Nothing but the lines holding the string "shortened" should appear in the answer. Copy them from the entries.

◆ ◆ ◆ ◆

PR #1858, opened 2023-12-01
refactor: Upgrade to hyper 1.0

flub:
## Description

This upgrades our direct use of hyper to version 1.0 of the crate.

## Notes & open questions

This is adds a little duplication to our deps for now since reqwest is still
using hyper 1.0.

## Change checklist

- [x] Self-review.
- [x] Tests if relevant.

### DIFF
--- a/Cargo.lock
+++ b/Cargo.lock
@@ -229,7 +229,7 @@ version = "0.16.3"
 source = "registry+https://github.com/rust-lang/crates.io-index"
 checksum = "fdb8867f378f33f78a811a8eb9bf108ad99430d7aad43315dd9319c827ef6247"
 dependencies = [
- "http",
+ "http 0.2.11",
  "log",
  "url",
  "wildmatch",
@@ -252,9 +252,9 @@ dependencies = [
  "bitflags 1.3.2",
  "bytes",
  "futures-util",
- "http",
- "http-body",
- "hyper",
+ "http 0.2.11",
+ "http-body 0.4.5",
+ "hyper 0.14.27",
  "itoa",
  "matchit",
  "memchr",
@@ -278,8 +278,8 @@ dependencies = [
  "async-trait",
  "bytes",
  "futures-util",
- "http",
- "http-body",
+ "http 0.2.11",
+ "http-body 0.4.5",
  "mime",
  "rustversion",
  "tower-layer",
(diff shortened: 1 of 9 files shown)


iroh-metrics/Cargo.toml
```diff
@@ -15,12 +15,16 @@ rust-version = "1.72"
...
-hyper = { version = "0.14.25", features = ["server", "client", "http1", "tcp"] }
+anyhow = "1.0.75"
 erased_set = "0.7"
+http-body-util = "0.1.0"
+hyper = { version = "1", features = ["server", "http1"] }
+hyper-util = { version = "0.1.1", features = ["tokio"] }
+once_cell = "1.17.0"
+prometheus-client = { version = "0.22.0", optional = true }
 struct_iterable = "0.1"
+tokio = "1"
```
dignifiedquire, line 26: this pull in all features, please minimize those as needed

iroh-metrics/src/service.rs
```diff
@@ -1,43 +1,45 @@
...
-        .serve(make_service_fn(move |_conn| async move {
-            let handler = make_handler();
-            Ok::<_, io::Error>(service_fn(handler))
-        }))
-        .await
+    let listener = TcpListener::bind(metrics_addr).await?;
+    loop {
+        let (stream, _addr) = listener.accept().await?;
+        let io = hyper_util::rt::TokioIo::new(stream);
+        tokio::spawn(async move {
```
dignifiedquire, line 20: why do we need to spawn now?

Cargo.lock
```diff
@@ -252,9 +252,9 @@ dependencies = [
  "bitflags 1.3.2",
  "bytes",
  "futures-util",
- "http",
- "http-body",
- "hyper",
+ "http 0.2.11",
+ "http-body 0.4.5",
+ "hyper 0.14.27",
```
dignifiedquire, line 257: this means we have a variety of `hyper` versions now, increasing our dependency graph :/ have you checked how many crates we depend on/that need upgrading until we are back to one version?

flub: reqwest and igd for released bits.

console-subscriber -> tonic -> axum for dev dependencies.  axum already exists.

iroh-metrics/src/service.rs
flub: Because we need to write the accepting loop by hand, previously `Server.serve()` did the spawning but they took away the whole `Server` thing and are only given lower-level bits now.

iroh-metrics/Cargo.toml
flub: ccb5c50f

Cargo.lock
dignifiedquire: filed https://github.com/sbstp/rust-igd/issues/58

dignifiedquire: reqwest: https://github.com/seanmonstar/reqwest/issues/2039

dignifiedquire: tonic: https://github.com/hyperium/tonic/issues/1579

dignifiedquire: looks like it will be a while until those libs upgrade :(

iroh-metrics/src/service.rs
dignifiedquire: I see

dignifiedquire (approved):

PR #1862, opened 2023-12-05
feat: usage metrics reporting

Arqu:
## Description

Simple extension to the metrics collector to have a dedicated usage reporting flow.

## Change checklist

- [ ] Self-review.
- [ ] Tests if relevant.

### DIFF
--- a/iroh-net/src/derp/server.rs
+++ b/iroh-net/src/derp/server.rs
@@ -9,7 +9,8 @@ use std::time::Duration;
 use anyhow::{Context as _, Result};
 use futures::SinkExt;
 use hyper::HeaderMap;
-use iroh_metrics::inc;
+use iroh_metrics::core::UsageStatsReport;
+use iroh_metrics::{inc, report_usage_stats};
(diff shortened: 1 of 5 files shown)


iroh-net/src/derp/server.rs
```diff
@@ -500,8 +501,18 @@ where
...
                            tracing::trace!("create client: {:?}", client_builder.key);
                            let key = client_builder.key;
+
+                           report_usage_stats(&UsageStatsReport::new(
+                                "derp_accepts".to_string(),
+                                self.key.to_string(),
+                                1,
+                                None, // TODO(arqu): attribute to user id; possibly with the re-introduction of request tokens or other auth
+                                Some(key.to_string()),
+                            )).await.unwrap_or_else(|e| tracing::warn!("error reporting usage stats: {:?}", e));
```
flub, line 514: For metrics-like APIs it might be better to make the functions infallible and handle the error reporting in the function itself.  I assume this will end up being strewn around the code in many places?

flub (approved):

PR #1865, opened 2023-12-06
chore(ci): Configure sccache to use local caches

flub:
## Description

Because we use self-hosted runners we do not want the sccache action
to query the github action cache service for each compilation request.
Instead it should be using the local cache.

This means the first time something is compiled on a runner it will
not yet be in the cache, even if another runner already did compile
this.  However because the cache size is set reasonably large over
time all the common dependencies will end up cached on each
self-hosted runner.

Maybe it will be possible to run a self-hosted caching service
sometime, but for now relying on a large local cache is expected to be
reasonable.

## Notes & open questions

- This will not start showing results right away, as caches on the
  self-hosted runners need to be filled.  They are full by now though
  and show improvements across the board.
  
- Please check that all local runners have 100G space for a cache in
  `~/.cache/sccache` or `%LOCALAPPDATA%\Mozilla\sccache`.

## Change checklist

- [x] Self-review.
- ~~Tests if relevant.~~

### DIFF
--- a/.github/workflows/ci.yml
+++ b/.github/workflows/ci.yml
@@ -142,8 +142,8 @@ jobs:
 
     # TODO: disabled while we do not have Powershell 7+ on the runner.
     # See https://github.com/actions/toolkit/issues/1179
-    # - name: Install sccache
-    #   uses: mozilla-actions/sccache-action@v0.0.3
+    - name: Install sccache
+      uses: mozilla-actions/sccache-action@v0.0.3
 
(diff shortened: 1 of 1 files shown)


flub:
we could probably easily half the size of the cache based on current numbers

Arqu:
Can I take you up on the offer to drop the cache to something like 60G, the arm runner has a 100G disk in total. All the others are fine

Arqu (approved):

PR #1867, opened 2023-12-06
Use cargo-nextest to run the tests

### LINKED ISSUE #1864: Proposal: Improve CI runtime
The build-and-test jobs are taking more than 10 minutes.  Here some proposals to speed this up:

- Configure sccache on the self-hosted runners:
  
  We run on self-hosted runners but use `SCCACHE_GHA_ENABLED`.  We should instead set a `SCCACHE_CACHE_SIZE=80G` and use the (default) local cache mechanism.  This should mean that soon all runners will have a local cache with all dependencies and we'll spend no more time on compiling dependencies.

- Reduce the number of steps:
  
  We do not need a separate `check` step, it achieves nothing.  Instead run `test` straight away.

- Split default-features and no-features into separate jobs
  
  Because these jobs are compiling iroh with  different feature flags we can parallelise these more by moving the tests to two jobs: `test-default-features`, `test-no-features`.  Only worth it if we have enough runners.  Maybe we should get more runners if that's needed.

- Switch to cargo-nextest

flub:
## Description

This balances the tests accross multiple cores better and speeds up our test run.

Closes #1864 

## Notes & open questions

This completes everything suggested in #1864.  Runtimes can now be
further improved by getting more runners.  Probably 2 more of each
for linux, mac and windows is a good start.

## Change checklist

- [x] Self-review.
- ~~Tests if relevant.~~

### DIFF
--- a/.github/workflows/ci.yml
+++ b/.github/workflows/ci.yml
@@ -134,9 +134,10 @@ jobs:
         rustup target add ${{ matrix.target }}
         rustup set default-host ${{ matrix.target }}
 
-    # Seems like taiki-e/install-action does not want to work on
-    # self-hosted windows runners for now.  So install manually.
     - name: Install cargo-nextest
+      # uses: n0-computer/install-action@win
+      # with:
+      #   tool: nextest
       shell: powershell
       run: |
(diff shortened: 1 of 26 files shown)


flub:
Total run time reduced from 1h50 to 1h10 :tada:

dignifiedquire (approved):
very cool

PR #1870, opened 2023-12-06
feat(sync) store and get local download policies per document

divagant-martian:
## Description

Implements **local** download policies. 

Download policies are have a general starting point of either everything or nothing, to which an arbitrary number of exceptions can be added. This allows to solve the original use case of "do not download node_modules". 
Exceptions are done in the form of exact matches or prefixes. 

I looked into perhaps having a `.gitignore` format but every single gitignore impl I found requires a working git setup, which in turns needs at least a file system setup. Of course, we have neither. I also looked into general globing, but again all implementations require a file system and return a visitor over files, again not suitable for our use case. As a middleground, exact matches and prefixes are consistent with current primitives and allow a (for now) general enough approximation to download policies. _If_ the need for something more flexible arises, this is an easy change to make.

## Notes & open questions

This is connected to the console as our only current user interface. The interface for download policies is ugly, but I see no better alternative. According to recent discussions, this is a developer (API) interface, much more than an console user api. It would be good anyway, to start working on the more general ux (tauri app) where complex settings are this can be presented in a much better way.

## Change checklist

- [x] Self-review.
- [x] Tests if relevant.


iroh-sync/src/store.rs
```diff
@@ -175,6 +181,23 @@ pub trait Store: std::fmt::Debug + Clone + Send + Sync + 'static {
 
     /// Get peers to use for syncing a document.
     fn get_sync_peers(&self, namespace: &NamespaceId) -> Result<Option<Self::PeersIter<'_>>>;
+
+    /// Set the download policy for a document.
+    fn set_download_policy(&self, namespace: &NamespaceId, policy: DownloadPolicy) -> Result<()>;
+    /// Get the download policy for a document.
+    fn get_download_policy(&self, namespace: &NamespaceId) -> Result<DownloadPolicy>;
```
dignifiedquire, line 188: why is this duplicated from the `DownloadPolicyStore` trait?

iroh-sync/src/store.rs
```diff
@@ -175,6 +181,23 @@ pub trait Store: std::fmt::Debug + Clone + Send + Sync + 'static {
 
     /// Get peers to use for syncing a document.
     fn get_sync_peers(&self, namespace: &NamespaceId) -> Result<Option<Self::PeersIter<'_>>>;
+
+    /// Set the download policy for a document.
+    fn set_download_policy(&self, namespace: &NamespaceId, policy: DownloadPolicy) -> Result<()>;
```
dignifiedquire, line 186: why is this not on `DownloadPolicyStore`?

divagant-martian: I thought about it as a read only approach. It's intentional but yeah could be ready and write

iroh-sync/src/store.rs
divagant-martian: That's a good point. I guess both can be moved completely to the alt trait

iroh/src/commands/doc.rs
```diff
@@ -570,6 +612,41 @@ impl DocCommands {
                     println!("Aborted.")
                 }
             }
+            Self::DlPolicy(DlPolicyCmd::Set { doc, kind, except }) => {
+                let doc = get_doc(iroh, env, doc).await?;
+                let download_policy = match kind {
+                    FetchKind::Everything => DownloadPolicy::EverythingExcept(except),
+                    FetchKind::Nothing => DownloadPolicy::NothingExcept(except),
+                };
+                if doc.set_download_policy(download_policy).await.is_err() {
```
dignifiedquire, line 621: maybe log the error?

iroh/src/commands/doc.rs
```diff
@@ -44,6 +44,45 @@ pub enum DisplayContentMode {
...
+        doc: Option<NamespaceId>,
+        /// Set the general download policy for this document.
+        kind: FetchKind,
+        /// Add an exception to the download policy.
+        /// An exception must be formated as <matching_kind>:<encoding>:<pattern>.
+        ///
+        /// - <matching_kind> can be either `prefix` or `exact`.
+        ///
+        /// - <encoding> can be either `utf8` or `hex`.
+        #[clap(short, long, value_name = "matching_kind>:<encoding>:<pattern")]
```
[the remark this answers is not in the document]
divagant-martian: Clap adds them. So of I add them you get double on the edges

dignifiedquire (approved):

dignifiedquire (approved):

◆ ◆ ◆ ◆

→ Task result:
(diff shortened: 1 of 9 files shown)
(diff shortened: 1 of 5 files shown)
(diff shortened: 1 of 1 files shown)
(diff shortened: 1 of 26 files shown)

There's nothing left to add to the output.